Much the same as doors, execpt they can also appear on the hull and there’s no requirement that all areas be connected by them. The ‘%’ below are windows.

 0: ######%%#  #########
 1: #...#...#  #...#...#
 2: #...#...#  #...+...%
 3: %...+...#  #...%...%
 4: #+#######  ##%%##+%#
 5: #.#            #...#
 6: %.%            %...%
 7: #+#%#####%######...#
 8: %...+......+...##+##
 9: #...#......#...+...#
10: ##+%#......#####...#
11: %...#...##%#...+...#
12: #...+...#  %...#...%
13: #%#%#%###  ######%##

Entrance and Exit

Choose a room with plenty of space and put the stairs (‘>’) to the next level at a position surrounded by empty space, for purely aesthetic reasons. Find a similarly open area in a different room from the stairs and start the player (‘@’) there.

 0: #####%###  ##%######
 1: #...#...%  %...+...%
 2: #...#...%  #...#...#
 3: ###+#%+##  ##+##+###
 4: #......##%###......#
 5: #...@..+....#......#
 6: #......%....#......#
 7: %......#....#......#
 8: ##%#...#....+...####
 9:    ##+#######+###   
10:     %..#    #...%   
11:    ##..%    %.>.#   
12:    %...#    #...%   
13:    ##%%#    #####   

Wire terrain generation up to the engine

I started with the code for slime99 and pulled all the content out, then plugged in the new terrain generator.

slime99-engine.png

Basic things like collision detection, visibility, and stairs continue to work.

Rendering 3x3 tiles

Dynamic lighting was enabled for the previous screenshot, but the lighting configuration in slime99 was eccentric so in the absence of glowing green pools of sludge the lighting system wasn’t doing anything (or more correctly it was but was doing it so hard there was nothing visible that wasn’t fully lit by the player’s light).
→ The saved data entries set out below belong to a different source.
PR #52, opened 2016-05-21
Fix ref tests/suites names

flore77:
Should fix [3] from #50.


flore77:
@jzaefferer  I would like to take care on this pr also of the `tests runtime`. In the ref data file the runtime is 0, Mocha runs them in 0 milliseconds, but it can happen that it will run them in 1 milliseconds (I think that it cannot take more than this, because there are simple tests, some of them also void).

As a solution, I think to write one test that checks that all `test's run times` are in the range `0 - 1 milliseconds`, and then put all run times on 0 for the deep equal check.

jzaefferer:
👍 

You can merge this to master yourself.

PR #53, opened 2016-05-21
Standardize tests run time to match with the reference data

flore77:
@jzaefferer I would like to take care on this pr of the `tests runtime`. In the ref data file the runtime is 0, Mocha runs them in 0 milliseconds, but it can happen that it will run them in 1 milliseconds (I think that it cannot take more than this, because there are simple tests, some of them also void). As a solution, I think to write one test that checks that all `test's run times` are in the range `0 - 1 milliseconds`, and then put all run times on 0 for the deep equal check.

### DIFF
--- a/test/integration/adapters.js
+++ b/test/integration/adapters.js
@@ -36,10 +36,24 @@ describe('Adapters integration', function () {
         runAdapters[adapter](_attachListeners.bind(null, done))
       })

For Orbital Decay, I’ve dialed the lighting back to a more realistic setting, with diminishing lighting around the edge of vision and no light source but the player (at least for now). The starfield in the background isn’t affected by the lighting system at all; as long as you can see space, it is fully and consistently lit.

od-graphics.png

I changed a bunch if 2s to 3s in the code to switch from 2x2 tiles to 3x3 tiles!

Pretty Menus

This doesn’t enhance gameplay at all but it does look really cool and after all isn’t that what the 7DRL is all about!

menu.png

While working on this I cought and fixed a bug in chargrid_menu that prevented bold text in some menus.

As in my last few games, once a game is in progress the menu appears in a box over the dimmed game.

in-game-menu.png

End Text

I wrote some end text. The game isn’t winable yet but when it is this will be displayed. Unless it’s not obvious, I’m super excited about the procedurally-generated space station in all the menus and text screens!

ansi-end-text.png

Also showing off the ansi terminal version of the game!